The question only remains why there is any need at all for democratic elections every four years for a parliament to represent the nation's will. According to chief justice Barak's claim, it is impossible to rely on these representatives, since occasionally "society is not true to itself." Let us cancel the elections and the Knesset, then, and be satisfied with being ruled by a oligarchy of Barak and his colleagues. They can sit by themselves and decide every time what is best for the nation.

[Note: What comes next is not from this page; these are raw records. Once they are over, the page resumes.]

PR #2652, opened 2025-03-17
RCAS attenuation slider to config, under graphics tab

diegolix29:
just passing the RCAS slider to config, if someone request i can add the checkboxes but i think isnt relevant atm

### DIFF
--- a/src/video_core/renderer_vulkan/host_passes/fsr_pass.cpp
+++ b/src/video_core/renderer_vulkan/host_passes/fsr_pass.cpp
@@ -273,7 +273,7 @@ vk::ImageView FsrPass::Render(vk::CommandBuffer cmdbuf, vk::ImageView input,
 
         { // rcas
             consts = {};
-            FsrRcasCon(reinterpret_cast<AU1*>(&consts.Const0), settings.rcas_attenuation);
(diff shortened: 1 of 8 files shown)


src/video_core/renderer_vulkan/host_passes/fsr_pass.cpp
```diff
@@ -273,7 +273,7 @@ vk::ImageView FsrPass::Render(vk::CommandBuffer cmdbuf, vk::ImageView input,
 
         { // rcas
             consts = {};
-            FsrRcasCon(reinterpret_cast<AU1*>(&consts.Const0), settings.rcas_attenuation);
+            FsrRcasCon(reinterpret_cast<AU1*>(&consts.Const0), Config::getRcasAttenuation());
```
viniciuslrangel: Don't change here. It should keep reading from settings

viniciuslrangel (changes requested):

src/video_core/renderer_vulkan/host_passes/fsr_pass.cpp
diegolix29: i think its done right now can u take a look?

diegolix29:
Seems like its ready now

Barak's belief in the unlimited power of the High Court aims at totally demolishing the democratic structure of the State of Israel. Although we do not see any kedushah in a parliamentary democracy, it is surely preferable to the judicial imperialism that Justice Barak is advocating. It is understandable -- and bitter experience, too, proves it -- that this approach tends to harm religious matters more than all others. For this reason Barak's speeches and acts in this area are especially dangerous for the Torah- observant.

A parliamentary democracy is the "lesser of two evils," a makeshift compromise that allows us to survive in a secular state until Moshiach comes and the Creator removes the non-Torah government from Eretz Yisroel in favor of the Torah's rule. Through this compromise we are able to maintain our minimum needs, and to protect what is still left of genuine Judaism among the general populace against the attempts of the anti- religious to uproot everything.

However, should the moment ever arrive that Barak's pretentious approach is accepted, and it is agreed on that his "sense of judgment" should override the will of the nation, then we will have a real problem. The problem is, in fact, liable to become severe in the future because of Barak's views concerning the separation of religion from the state. This is, then, not merely the revolting pretentiousness of one individual who aspires to be the "Big Brother" of the nation; it is an extremely severe threat to the existence of religious life in the Holy Land.